Running insertion	Running erasure

Successful lookup	Unsuccessful lookup

In summary:

• Insertion:
  Fil-C is between 1.8x slower and 4.1x faster than ASAN (avg. 1.3x faster).
• Erasure:
  Fil-C is between 1.3x slower and 9.2x faster than ASAN (avg. 1.9x faster).
• Successful lookup:
  Fil-C is between 2.5x slower and 1.9x faster than ASAN (avg. 1.6x slower).
• Unsuccessful lookup:
  Fil-C is between 2.6x slower  and 1.4x faster than ASAN (avg. 1.9x slower).

So, results don't allow us to establish a clear-cut "winner". When allocation/deallocation is involved, Fil-C seems to perform better (except for insertion when the memory working set gets past a certain threshold). For lookup, Fil-C is generally worse, and, again, the gap increases as more memory is used. A deeper analysis would require knowledge of the internals of both tools that I, unfortunately, lack.

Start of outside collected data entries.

PR #1569, opened 2018-07-14
Deprecate Terminal.emit

Tyriar:
Part of #1505

### DIFF
--- a/typings/xterm.d.ts
+++ b/typings/xterm.d.ts
@@ -416,6 +416,13 @@ declare module 'xterm' {
      */
     off(type: 'blur' | 'focus' | 'linefeed' | 'selection' | 'data' | 'key' | 'keypress' | 'keydown' | 'refresh' | 'resize' | 'scroll' | 'title' | string, listener: (...args: any[]) => void): void;
 
+    /**
+     * Emits an event on the terminal.
+     * @param type The type of event
+     * @param data data associated with the event.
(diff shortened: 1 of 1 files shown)


Tyriar:
@mofux I think we should just remove all the event stuff except for `onKey`/etc. from the public API, that would allow us to change the underlying implementation (like moving to something like VS Code's [`Emitter` class](https://github.com/Microsoft/vscode/blob/fec5cf6f43406264a131fc8ee5e05b7918c5dee0/src/vs/base/common/event.ts#L56), which works really well with TS). xterm.js isn't an eventing library so I never thought emit/on should have even been in there to begin with. 

> I'd prefer to still expose the on and once methods as Public API, because I think they are very handy for addons (especially the once method).

I'd like to see some example usages of these 🙂

mofux:
> I'd like to see some example usages of these 🙂

One use-case I came across recently is prompt line / command detection, where I've used `once('linefeed')` to know when the command was actually submitted, but I'm sure there are other handy use-cases too. On the other hand, if the `onLineFeed()` listener would return a disposable, I could have also done it like this:

```javascript
const disposable = term.onLineFeed(() => {

  // stop listening for consecutive events
  disposable.dispose();

  // ...

});
```

So yeah, guess it's fine to remove the `on`, `once` and `emit` methods from the public API as long as  `onKey` and friends return a disposable.

PR #1570, opened 2018-07-15
Prevent Uncaught TypeError  - Cannot read property 'isWrapped' on Linkifier

### LINKED ISSUE #1509: Uncaught TypeError: Cannot read property 'isWrapped' of undefined
https://github.com/ioquatix/script-runner/issues/94

Not sure if this is an issue wiht xterm.js or script-runner. Any ideas?

nikonso:
Fixes #1509

### DIFF
--- a/src/Linkifier.ts
+++ b/src/Linkifier.ts
@@ -4,7 +4,7 @@
  */
 
 import { IMouseZoneManager } from './ui/Types';
-import { ILinkHoverEvent, ILinkMatcher, LinkMatcherHandler, LinkHoverEventTypes, ILinkMatcherOptions, ILinkifier, ITerminal } from './Types';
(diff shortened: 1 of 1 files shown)


src/Linkifier.ts
```diff
@@ -169,10 +169,18 @@ export class Linkifier extends EventEmitter implements ILinkifier {
         return;
       }
       // If the first row is wrapped, backtrack to find the origin row and linkify that
+      let line = (<any>this._terminal.buffer.lines.get(absoluteRowIndex));
```
Tyriar: I don't think the `get` call is needed here, just the definition of `line`?

nikonso: Yes, you're right... fixed 😄

PR #1577, opened 2018-07-23
Prototype of iTerm2 like image display

mme:
This is a prototype of adding iTerm2 like image display capabilities to xterm.js, as requested in several tickets:

https://github.com/xtermjs/xterm.js/issues/614
https://github.com/zeit/hyper/issues/101
https://github.com/Microsoft/vscode/issues/44436

Images can also be clicked to be opened in full size in a new window.

xterm-screenshot

It works by slicing the image into patches of ```scaledCellWidth```/```scaledCellHeight``` size and adding the resulting ```ImageData``` object directly to the ```Buffer``` object. When a cell in the buffer is overwritten, the previous ```ImageData``` is thrown away and the memory is freed - e.g. this is useful when showing animated charts by overwriting the previous image.

We are developing an app that would greatly benefit from a cross platform terminal with image display, so I would be quite happy if this feature could make it to xterm.js in one way or another.

Please let me know if I can be of further help to have this feature land in xterm.js!

### DIFF
--- a/demo/main.js
+++ b/demo/main.js
@@ -4,6 +4,7 @@ import * as fit from '../build/addons/fit/fit';
 import * as fullscreen from '../build/addons/fullscreen/fullscreen';
 import * as search from '../build/addons/search/search';
 import * as webLinks from '../build/addons/webLinks/webLinks';
+import * as imageLinks from '../build/addons/imageLinks/imageLinks';
 import * as winptyCompat from '../build/addons/winptyCompat/winptyCompat';
 
 
@@ -12,6 +13,7 @@ Terminal.applyAddon(fit);
 Terminal.applyAddon(fullscreen);
 Terminal.applyAddon(search);
 Terminal.applyAddon(webLinks);
+Terminal.applyAddon(imageLinks);
 Terminal.applyAddon(winptyCompat);
 
 
@@ -75,6 +77,7 @@ function createTerminal() {
   term.open(terminalContainer);
   term.winptyCompatInit();
   term.webLinksInit();
+  term.imageLinksInit();
   term.fit();
   term.focus();
 
--- a/package.json
+++ b/package.json
@@ -55,11 +55,11 @@
     "mocha": "gulp test",
     "build:docs": "jsdoc -c jsdoc.json",
     "tsc": "tsc",
-    "prebuild": "concurrently --kill-others-on-fail --names \"lib,attach,fit,fullscreen,search,terminado,webLinks,winptyCompat,zmodem,css\" \"tsc\" \"tsc -p ./src/addons/attach\" \"tsc -p ./src/addons/fit\" \"tsc -p ./src/addons/fullscreen\" \"tsc -p ./src/addons/search\" \"tsc -p ./src/addons/terminado\" \"tsc -p ./src/addons/webLinks\" \"tsc -p ./src/addons/winptyCompat\" \"tsc -p ./src/addons/zmodem\" \"gulp css\"",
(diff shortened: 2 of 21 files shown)


Tyriar:
@mme cool! 

I have some high level questions before I jump in:

1. How did you get imgcat to work? [This one](https://github.com/eddieantonio/imgcat) just uses background colors and https://github.com/sindresorhus/term-img is hard coded to only support iterm2.
2. > It works by slicing the image into patches of scaledCellWidth/scaledCellHeight size and adding the resulting ImageData object directly to the Buffer object.

   Did you explore any other solutions to the problem like stretching a row to be the size of an image?
3. > this is useful when showing animated charts by overwriting the previous image.

   Do gifs work with this implementation?

Here are some notes on how iterm places the image: https://github.com/xtermjs/xterm.js/issues/614#issuecomment-407415127

@jerch you'll be interested in the change to `CharData`: 

https://github.com/xtermjs/xterm.js/pull/1577/files#diff-c59b761ad01bc77f0c593de25ec4d847R21

https://github.com/xtermjs/xterm.js/pull/1577/files#diff-c59b761ad01bc77f0c593de25ec4d847R15

I think this is going the opposite direction for memory of the overall buffer to what we want (an extra pointer for every character).

Tyriar:
Managed to get it working on Linux by commenting out the support if blocks in `term-cli`:

image

First bug spotted when changing font family:

image

Not sure there's an easy way to fix this with the way that it currently works, what if instead of each cell having a reference to an `IRenderable` there is a single link somewhere indicating a row has an image? That would allow changing the font size to be done and the number of rows to expand/contract dynamically?

jerch:
Yupp thats a really cool feature addon, also Im kinda surprised it worked this straight forward. Still I have 2 issues with the current impl:

- To be able to tell in the core lib, if a cell will be covered by image data, the image needs to be processed, which currently introduced a frontend dep to `Image`. This will make the core/frontend separation more complicated - could we get this done with some "delegation abstraction" (read as interface to get image metrics from internal API xy). This way we keep it flexible, e.g. a standalone offscreen nodejs impl could use it own image processing module while a fullstack impl with frontend part can use the browser's `Image` class.
- The additional data slot in the term buffer is a problem - it will raise memory consumption alot. Also I think it is a waste of memory and not needed here since most cell never hold image data. Imho it should not applied this way. Question is how to  store rarely occuring cell based data efficiently.

Tyriar:
> which currently introduced a dep to Image

@jerch Good point, `src/InputHandler.ts` shouldn't touch DOM APIs, I guess the the `core/` should store the base64 string and `ui/` should own the `HTMLImageElement`.

@mme to give you more context on this, we're moving towards this architecture:

https://github.com/xtermjs/xterm.js/issues/1507#issue-330992942
https://github.com/xtermjs/xterm.js/issues/1507#issuecomment-402304660

> Question is how to store rarely occuring cell based data efficiently.

@jerch Well the `IMarker` APIs were added to track rows so maybe there could be a map somewhere containing this info:

```ts
inlineImages: { [markerId: number]: SomeImage };
```

jerch:
> Is there a way to tell InputHandler to somehow pause processing until the asynchronous onload event is fired and we get the image parsed by the browser?

Eww, thats kinda impossible since down the road from `InputHandler.parse` to the fully applied state changes xterm.js is synchronous (most if not all events are sync too). You are kinda asking for a conditional WAIT statement within a big block of sync code, a thing that JS does not support by any means (since it would block the one and only main thread). To get this done the event loop would have to step in by promisifying or applying the async/await syntatic sugar to all code (entering async stuff is viral, all stuff will be pulled into this paradigm).

mme:
@jerch I see. This not a big deal since the current implementation deals with this already.

Tyriar:
Thanks for the effort on this but I don't think we'll be moving forward with this any time soon. I'd say we should hold off on supporting this until we get more of the current stories finished up, have a good plan on how to handle varying height rows and we're sure we want to commit to supporting this (is it a security issue for apps being able to add tracking images?).

j-f1:
> is it a security issue for apps being able to add tracking images?

I’d say no, since they could just make a tracking request using normal HTTP APIs.

PR #1578, opened 2018-07-23
Fix NPE in InputHandler.parse

### LINKED ISSUE #1567: Exception when disposing the terminal while parsing
Repro:

- Run `yes`
- Kill terminal

VS Code issue: https://github.com/Microsoft/vscode/issues/54132

Tyriar:
Fixes #1567

### DIFF
--- a/src/Terminal.ts
+++ b/src/Terminal.ts
@@ -193,6 +193,7 @@ export class Terminal extends EventEmitter implements ITerminal, IDisposable, II
 
   // Store if user went browsing history in scrollback
   private _userScrolling: boolean;
+  private _isDisposed: boolean = false;
 
   private _inputHandler: InputHandler;
   public soundManager: SoundManager;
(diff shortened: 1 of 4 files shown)


Fonger:
Could you merge this fix?

Tyriar:
@Fonger it should be merged for 3.6

src/Terminal.ts
```diff
@@ -193,6 +193,7 @@ export class Terminal extends EventEmitter implements ITerminal, IDisposable, II
 
   // Store if user went browsing history in scrollback
   private _userScrolling: boolean;
+  private _isDisposed: boolean = false;
```
mofux: Wouldn't it be better to add this property to the EventEmitter class (the super class of Terminal), so it tracks the disposed status?

mofux:
I've left a comment above, apart from that I'm happy to get this merged.

src/Terminal.ts
Tyriar: Great idea :+1:

PR #1580, opened 2018-07-24
Remove StaticCharAtlas support (fixes #1576)

### LINKED ISSUE #1576: Promote dynamic texture atlas to default and remove static texture atlas
VS Code is moving to dynamic for the default, after we ship it in stable I think we should remove the 2 other caches (static and none) and make dynamic the only one for xterm.js (while still retaining renderer abstractions to allow experimentation in the future). Maybe 3.7.0 would be good timing for this?

/cc @bgw

bgw:
This defaults to the dynamic atlas and leaves in `NoneCharAtlas` and the `experimentalCharAtlas` option (with `'static'` removed).

This leaves me with a few questions:

1. Do we want to completely remove support for `NoneCharAtlas` and `experimentalCharAtlas`? `NoneCharAtlas` provides a nice example of the modularity of the atlas system, even though it doesn't make much sense to use.

2. If we want remove the `experimentalCharAtlas` option, should we leave the typedef there (ignoring any values passed) for backwards compatibility? I think semver requires this, though it's not a runtime concern.

3. If we want to keep `experimentalCharAtlas`, should we rename it to `charAtlas`? What should we do if someone passes in an `experimentalCharAtlas` option? Should we leave `'static'` in there as an alias to `'dynamic'` for compatibility? I think semver requires this.

4. Unfortunately I don't think we have any established standard for warning about deprecated features. Is it appropriate to use `console.warn` in a library context like this? My guess is no.


Tyriar:
@bgw 

1. I guess we can keep NoneCharAtlas as it's so small, plus it will be useful to debug whether issues are caused by the dynamic atlas.
2. We could add `@deprecated` to the comment and a `console.warn` when it's set for 3.6, anything labelled experimental doesn't need to follow semver. I think mainly just Hyper and VS Code are using dynamic which are easily fixed during the update.
3. Yeah let's rename to `charAtlas`.
4. I normally add `@deprecated` to the function in .d.ts, a console.warn can't hurt too.

src/shared/atlas/CharAtlasGenerator.ts
```diff
@@ -1,143 +0,0 @@
...
- */
-
-import { FontWeight } from 'xterm';
-import { CHAR_ATLAS_CELL_SPACING, ICharAtlasConfig } from './Types';
-import { IColor } from '../Types';
-import { isFirefox, isSafari } from '../utils/Browser';
-
-declare const Promise: any;
-
-export interface IOffscreenCanvas {
```
Tyriar: 👍 to removing this, the `shared/` idea has been replaced with https://github.com/xtermjs/xterm.js/issues/1507

PR #1585, opened 2018-07-26
Make double click select word aware of wrapped lines

### LINKED ISSUE #1571: Double click to select word does not check wrapped lines
Repro:

`echo 'somelongstringthatwraps'`

Double click on one of the lines and notice that the whole word is not selected.

Tyriar:
Fixes #1571


mofux:
Works nicely 👍

PR #1588, opened 2018-07-29
Use const for null cell

### LINKED ISSUE #1584: Replace `32` in code with a named constant
TS will inline the constants. We typically write `32 /* ' ' */`, it would be better as a const.

Tyriar:
Fixes #1584


mofux:
LGTM 👍

PR #1590, opened 2018-07-29
Allow renderer to be swapped in and out at runtime

### LINKED ISSUE #1589: Allow renderers to be swapped in and out at runtime
Related: https://github.com/Microsoft/vscode/issues/53274

Tyriar:
Fixes #1589


mofux:
LGTM 👍

PR #1594, opened 2018-07-31
Fix bug in column selection rendering

### LINKED ISSUE #1593: Column selection doesn't render correctly when the selection starts above the viewport
VS Code issue: https://github.com/Microsoft/vscode/issues/55488

Tyriar:
Fixes #1593


mofux:
This only solves part of the problem for me. It works correctly while moving the mouse inside the terminal viewport, but the selection is expanded to the edge if the mouse leaves the viewport:

kapture 2018-08-06 at 15 44 25

Tyriar:
Good catch, not sure how I missed that :confused:

Tyriar:
Should be fixed now. This also reveals the root cause of the flicker that happens when dragging the selecting below the viewport, the root cause there were the 2 ways of updating the selection; one in `_onMouseMove` that set the end x to cols (correct) and one in `_dragScroll` that set the end x to cols - 1 :tada:

mofux:
Well done, works nicely now! Good to merge.

PR #1604, opened 2018-08-09
Allow convertEol to be be modified with setOption

quackingduck:
The documentation says this should be set with `setOption`, but the code that checks this value checks `core.convertEol` not `core.options.convertEol` ... so calling `setOption` has no effect :/

For anyone else running into this issue, you can force the value to be set with:

```
xterm.setOption('convertEol', true);
xterm._core.convertEol = true; // workaround
```

### DIFF
--- a/src/Terminal.ts
+++ b/src/Terminal.ts
@@ -493,6 +493,7 @@ export class Terminal extends EventEmitter implements ITerminal, IDisposable, II
         }
         break;
       case 'tabStopWidth': this.buffers.setupTabStops(); break;
+      case 'convertEol': this.convertEol = value; break;
     }
     // Inform renderer of changes
     if (this.renderer) {


src/Terminal.ts
```diff
@@ -493,6 +493,7 @@ export class Terminal extends EventEmitter implements ITerminal, IDisposable, II
         }
         break;
       case 'tabStopWidth': this.buffers.setupTabStops(); break;
+      case 'convertEol': this.convertEol = value; break;
```
Tyriar: Yes it looks like `convertEol` is broken currently. A better fix would be to remove Terminal.convertEol and instead use Terminal.getOption('convertEol') where it's used in `InputHandler`.

jerch:
@quackingduck Could you try #1645 and see if the problem persists?

quackingduck:
Yep. That works! Feel free to close this

PR #1608, opened 2018-08-09
[WIP] Pull mouse mode handling into its own module

### LINKED ISSUE #1504: Pull mouse mode handling into its own module
The xterm mouse handling code is fairly self contained and could be pulled into its own module:

https://github.com/xtermjs/xterm.js/blob/ddc94669169714bdd3b5468c5f3dd69ff5955d13/src/Terminal.ts#L783-L793

nikonso:
Fixes #1504 

Work in progress, I have a small question directly in the code...

Feedback is welcome 😄

### DIFF
--- a/src/MouseEventsHandler.ts
+++ b/src/MouseEventsHandler.ts
@@ -1,0 +1,366 @@
+import { IMouseEventsHandler } from './Types';
+import { addDisposableDomListener } from './ui/Lifecycle';
+import { C0 } from './common/data/EscapeSequences';
+
+/**
+ * Copyright (c) 2018 The xterm.js authors. All rights reserved.
+ * @license MIT
+ */
+
+/**
+  * XTerm mouse events
+  * http://invisible-island.net/xterm/ctlseqs/ctlseqs.html#Mouse%20Tracking
+  * To better understand these
+  * the xterm code is very helpful:
+  * Relevant files:
+  *   button.c, charproc.c, misc.c
+  * Relevant functions in xterm/button.c:
+  *   BtnCode, EmitButtonCode, EditorButton, SendMousePosition
+  */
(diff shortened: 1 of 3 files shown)


src/MouseEventsHandler.ts
```diff
@@ -0,0 +1,366 @@
...
+  *   button.c, charproc.c, misc.c
+  * Relevant functions in xterm/button.c:
+  *   BtnCode, EmitButtonCode, EditorButton, SendMousePosition
+  */
+export class MouseEventsHandler implements IMouseEventsHandler {
+  private _decLocator: boolean; // This is unstable and never set
+  private _vt300Mouse: boolean; // This is unstable and never set
+
+  constructor(
+    private _terminal: any
```
nikonso: How should I go about typing this? Should I add the missing properties to the `IInputHandlingTerminal`, `ITerminal`, or should I create a new interface?

nikonso: How should I go about typing this? Should I add the missing properties to the IInputHandlingTerminal, ITerminal, or should I create a new interface?

Tyriar: The ideal situation is that `MouseEventsHandler` does not depend on Terminal at all, instead it only communicates back via events, this would help break the circular dependency.

Also eventually we should pull all the mouse-related properties of Terminal into `MouseEventsHandler`, and move the non-DOM dependent parts into `./core/input/Mouse.ts`, (like `./core/input/), and the DOM dependent parts to `./ui/Mouse.ts` (or `./ui/UserInterface`). This direction is explained in more detail in https://github.com/xtermjs/xterm.js/issues/1507

Tyriar:
Closing this off as stale, feel free to open a new PR after rebasing if you want to continue no this 😃

PR #3141, opened 2020-10-23
make contributions easier for beginners via the online automated dev setup.

nisarhassan12:
Hi. 

I work for Gitpod and both Gitpod and Theia love `xterm.js` and use it extensively.

This PR adds gitpod config to the repo to make contributions easier for newcomers i.e with a single click it will launch a workspace and automatically:

- clone the `xterm.js` repo.
- install the dependencies.
- run `yarn build` and `yarn start`.

This can be helpful for beginners i.e they can start coding instantly without spending any time on setting anything up.

You can give it a try on my fork of the repo via the following link:

https://gitpod.io/#https://github.com/nisarhassan12/xterm.js

This is how it looks:

image

### DIFF
--- a/.gitpod.yml
+++ b/.gitpod.yml
@@ -1,0 +1,6 @@
+tasks:
+  - init: yarn install && yarn run build
+    command: yarn run start
+ports:
+  - port: 3000
+    onOpen: open-preview
--- a/README.md
+++ b/README.md
@@ -1,6 +1,6 @@
 # [![xterm.js logo](logo-full.png)](https://xtermjs.org)
 
-[![Build Status](https://dev.azure.com/xtermjs/xterm.js/_apis/build/status/xtermjs.xterm.js)](https://dev.azure.com/xtermjs/xterm.js/_build/latest?definitionId=3)
+[![Build Status](https://dev.azure.com/xtermjs/xterm.js/_apis/build/status/xtermjs.xterm.js)](https://dev.azure.com/xtermjs/xterm.js/_build/latest?definitionId=3) [![Gitpod Ready-to-Code](https://img.shields.io/badge/Gitpod-Ready--to--Code-blue?logo=gitpod)](https://gitpod.io/from-referrer/)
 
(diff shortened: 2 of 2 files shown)


jerch:
@nisarhassan12 I like what your team has created with theia/gitpod, still I have concerns about adding this to the xterm.js repo. Reasons:

- Its not a genuine content thing, it is helpful infrastructure. If it should be integrated, than on github's side (or any other tooling ppl use to work with this repo).
- Too much of viral marketing for my taste, ask yourself - should we also add quickstart badges for those other 10+ cloud dev envs? 
- Yes we need devs, but not beginners/newcomers. We have tons of bugs and missing features, most of them are hard to comprehend for beginners. If you love xterm.js and use it extensively - how about contributing yourself? Low hanging fruits are good bug descriptions or input from a greater user base to get future directions sorted out. PRs are more than welcome.
- There is a cost trap: Only 50 hours a month are free (thats what your price plans tell). And here is the catch - xterm.js is a crucial component in your platform. So basically you want us to pay for making your product better? This really raises questions about the MIT license in general. And I see that you released gitpod under AGPL with downstripped functionality. Should we do the same with xterm.js?

Also would like to hear other opinions.

FYI: @Tyriar, @mofux

nisarhassan12:
Thanks @mofux.

Sorry for the pricing page not being clear enough. if you do get near the 50 hour monthly limit, we currently lift it for professional open source developers with the Professional Open Source plan (see https://www.gitpod.io/docs/professional-open-source/) i.e where anyone can work for any number of hours on any public repo and there is no cost associated to it at all.

Tyriar:
Hi @nisarhassan12, I see https://github.com/gitpod-io/definitely-gp exists, so that seems like an ideal frictionless place to put this. We've been burned in the past by checking things in that we cannot maintain and would prefer not to get into the same situation. I'd also like to avoid additional "clutter" in the root of the repo and the single badge in the README was very intentional 🙂

PR #3156, opened 2020-10-29
Update CoreBrowserService.ts

shixiaobao17145:
Hi, 
Thanks for making such an awesome tool to display terminal on web.
This change is to fix focus state issue for wrapping xterm in the web component.

When wrapping Xterm in shadow DOM, the document.activeElement will always be the root of the web component, which will make the isFocus method return the incorrect value. 
FYI:https://dev.to/open-wc/mind-the-document-activeelement-2o9a

### DIFF
--- a/src/browser/services/CoreBrowserService.ts
+++ b/src/browser/services/CoreBrowserService.ts
@@ -14,6 +14,6 @@ export class CoreBrowserService implements ICoreBrowserService {
   }
 
   public get isFocused(): boolean {
-    return document.activeElement === this._textarea && document.hasFocus();
+    return (document.activeElement===this._textarea || (document.activeElement.shadowRoot && document.activeElement.shadowRoot.activeElement===this._textarea)) && document.hasFocus();
   }
 }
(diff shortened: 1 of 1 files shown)


src/browser/services/CoreBrowserService.ts
```diff
@@ -14,6 +14,6 @@ export class CoreBrowserService implements ICoreBrowserService {
   }
 
   public get isFocused(): boolean {
-    return document.activeElement === this._textarea && document.hasFocus();
+    return (document.activeElement===this._textarea || (document.activeElement.shadowRoot && document.activeElement.shadowRoot.activeElement===this._textarea)) && document.hasFocus();
```
Tyriar, line 17: Seems reasonable. Here's an improvement which should be functionally equivalent:

```suggestion
    return (document.activeElement===this._textarea || document.activeElement.shadowRoot?.activeElement===this._textarea) && document.hasFocus();
```

Tyriar (changes requested):

Tyriar (approved):

Tyriar:
I think there was already a change that did this since this PR was made, correct me if I'm wrong 🙂

PR #3169, opened 2020-11-08
Use RenderService.dimensions instead of CharSizeService for textarea position

### LINKED ISSUE #3034: textarea position incorrect with custom font size
Hidden textarea `xterm-helper-textarea` position computed incorrectly from **js** code when custom font size is used `terminal.setOption("fontSize", 16)`

image

This makes **the whole xterm view scroll to the right** cutting left edge and exposing unnecessary space on the right, when cursor is close to the right edge. The terminal should also occupy the whole window, I guess, for this to happen.

This is even reproducible on [Hyper](https://hyper.is/):

image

(Update Nov 16, 2025) Memory usage

By request, we've measured peak memory usage in GB (as reported by time -v) for the three environments and three scenarios (insertion, erasure, combined successful and unsuccessful lookup) involving five different containers from Boost.Unordered and Abseil, each holding 10M elements. The combination of containers doesn't allow us to discern how closed vs. open addressing affect memory usage overheads in ASAN and Fil-C.

ASAN uses between 2.1x and 2.6x more memory than regular Clang, whereas Fil-C ranges between 1.8x and 3.9x. Results are again a mixed bag. Fil-C performs worst for the erasure scenario, perhaps because of delays in memory reclamation by this technology's embedded garbage collector.